Left-sided CRC (descending colon, sigmoid, rectum)
- Gross form: Annular / constricting / "napkin-ring" lesion — encircles the narrow lumen circumferentially.
- Lumen: Narrow; solid/formed faeces → obstruction is early and common.
- Clinical presentation: Colicky LIF pain, altered bowel habit (constipation alternating with diarrhoea), pencil-thin stools, rectal bleeding (frank).
Gross Morphology of Right- versus Left-Sided Colorectal Carcinoma
SELF-CHECK
A 70-year-old man presents with progressive obstruction and pencil-thin stools. Colonoscopy reveals a circumferential annular lesion at the sigmoid colon. Which gross morphological pattern does this represent?

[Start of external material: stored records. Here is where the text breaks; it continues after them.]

PR #2452, opened 2025-05-27
feat: add flag for ignoring bad connections

kenkania:
Port `skip-failed-instance-config` from v1 to v2. If set, this will ignore connection errors instead of exiting on startup. See more use case details in associated issue.

fixes https://github.com/GoogleCloudPlatform/cloud-sql-proxy/issues/2451

### DIFF
--- a/cmd/root.go
+++ b/cmd/root.go
@@ -527,6 +527,9 @@ CPU may be throttled and a background refresh cannot run reliably
 against all specified instances. If an instance is unreachable, the Proxy exits with a failure
 status code.`)
 
+	localFlags.BoolVar(&c.conf.IgnoreFailedConnections, "ignore-failed-connections", false,
+		`If set, the Proxy will not exit on startup when Cloud SQL instances are unreachable.`)
+
 	// Global and per instance flags
 	localFlags.StringVarP(&c.conf.Addr, "address", "a", "127.0.0.1",
 		"(*) Address to bind Cloud SQL instance listeners.")
--- a/cmd/root.go
+++ b/cmd/root.go
@@ -527,8 +527,9 @@ CPU may be throttled and a background refresh cannot run reliably
 against all specified instances. If an instance is unreachable, the Proxy exits with a failure
 status code.`)
 
-	localFlags.BoolVar(&c.conf.IgnoreFailedConnections, "ignore-failed-connections", false,
-		`If set, the Proxy will not exit on startup when Cloud SQL instances are unreachable.`)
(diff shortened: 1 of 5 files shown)


cmd/root.go
```diff
@@ -527,6 +527,9 @@ CPU may be throttled and a background refresh cannot run reliably
 against all specified instances. If an instance is unreachable, the Proxy exits with a failure
 status code.`)
 
+	localFlags.BoolVar(&c.conf.IgnoreFailedConnections, "ignore-failed-connections", false,
```
enocom, line 530: Let's make this skip-failed-instance-config, and update https://github.com/GoogleCloudPlatform/cloud-sql-proxy/blob/main/migration-guide.md to mention this new flag.

cmd/root.go
```diff
@@ -527,6 +527,9 @@ CPU may be throttled and a background refresh cannot run reliably
...
+		`If set, the Proxy will not exit on startup when Cloud SQL instances are unreachable.`)
```
enocom, line 531: Let's phrase this in the positive:

"If set, the Proxy will skip any instances that cannot be found" or similar.

internal/proxy/proxy.go
```diff
@@ -267,6 +267,10 @@ type Config struct {
 	// RunConnectionTest determines whether the Proxy should attempt a connection
 	// to all specified instances to verify the network path is valid.
 	RunConnectionTest bool
+
+	// IgnoreFailedConnections determines whether the Proxy should ignore failed
+	// connections to Cloud SQL instances instead of exiting on startup.
+	IgnoreFailedConnections bool
```
enocom, line 273: SkipFailedInstanceConfig

internal/proxy/proxy.go
```diff
@@ -546,6 +550,11 @@ func NewClient(ctx context.Context, d cloudsql.Dialer, l cloudsql.Logger, conf *
 	for _, inst := range conf.Instances {
 		m, err := c.newSocketMount(ctx, conf, pc, inst)
 		if err != nil {
+			if conf.IgnoreFailedConnections {
```
enocom, line 553: A test for this block of code would be good too.

kenkania: Done

kenkania:
Thanks for the review! I've addressed all your comments, PTAL.

enocom (approved):
Thanks! @hessjcg or @kgala2 are codeowners and have the final say on this, but LGTM.

kenkania:
@kgala2 can you run the integration tests for this PR? I see the failure says: "Needs /gcbrun from a collaborator"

A. Polypoid / fungating / exophytic
B. Annular / constricting / napkin-ring
C. Ulcerating with raised edges
D. Diffuse infiltrating (linitis plastica pattern)
Reveal Answer
Answer: B. Annular / constricting / napkin-ring
The sigmoid colon has a narrow lumen and carries formed stool — carcinomas here encircle the wall circumferentially, producing the classic annular 'napkin-ring' stricture that causes obstruction and alters stool calibre. The polypoid/fungating pattern is characteristic of right-sided (caecum/ascending) CRC, which presents with anaemia rather than obstruction. Linitis plastica is a diffuse gastric pattern, not typical of the colon.